> _Your task_:
Could you output the entire listing without altering anything?
BEGIN
PR #564, opened 2024-09-27
Fix typo in comment

initializedd:
Fixes a typo that specifies the type of address

### DIFF
--- a/bumble/device.py
+++ b/bumble/device.py
@@ -1766,9 +1766,9 @@ device_host_event_handlers: List[str] = []
 # -----------------------------------------------------------------------------
 class Device(CompositeEventEmitter):
     # Incomplete list of fields.
-    random_address: Address  # Random address that may change with RPA
-    public_address: Address  # Public address (obtained from the controller)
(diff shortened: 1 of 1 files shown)


bumble/device.py
```diff
@@ -1768,7 +1768,7 @@ class Device(CompositeEventEmitter):
     # Incomplete list of fields.
     random_address: Address  # Random address that may change with RPA
     public_address: Address  # Public address (obtained from the controller)
-    static_address: Address  # Random address that can be set but does not change
```
barbibulle, line 1771: The comment wasn't wrong. `static_address` is a Random Static address. So it is *both* Random and Static.
the part of the comment that says "does not change" is intended to convey the Static part.
Admittedly, the comment could be clearer. Maybe a way for fix is to update the comments on both line 1769 and 1771, where the 1769 would say "Random Private address ..." and 1771 would say "Random Static address ..."

initializedd: Apologies, you are correct.

I have amended the commit to clarify the comments further instead.

barbibulle (approved):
END
> _Solution for this exercise_:
PR #564, opened 2024-09-27
Fix typo in comment

initializedd:
Fixes a typo that specifies the type of address

### DIFF
--- a/bumble/device.py
+++ b/bumble/device.py
@@ -1766,9 +1766,9 @@ device_host_event_handlers: List[str] = []
 # -----------------------------------------------------------------------------
 class Device(CompositeEventEmitter):
     # Incomplete list of fields.
-    random_address: Address  # Random address that may change with RPA
-    public_address: Address  # Public address (obtained from the controller)
(diff shortened: 1 of 1 files shown)


bumble/device.py
```diff
@@ -1768,7 +1768,7 @@ class Device(CompositeEventEmitter):
     # Incomplete list of fields.
     random_address: Address  # Random address that may change with RPA
     public_address: Address  # Public address (obtained from the controller)
-    static_address: Address  # Random address that can be set but does not change
```
barbibulle, line 1771: The comment wasn't wrong. `static_address` is a Random Static address. So it is *both* Random and Static.
the part of the comment that says "does not change" is intended to convey the Static part.
Admittedly, the comment could be clearer. Maybe a way for fix is to update the comments on both line 1769 and 1771, where the 1769 would say "Random Private address ..." and 1771 would say "Random Static address ..."

initializedd: Apologies, you are correct.

I have amended the commit to clarify the comments further instead.

barbibulle (approved):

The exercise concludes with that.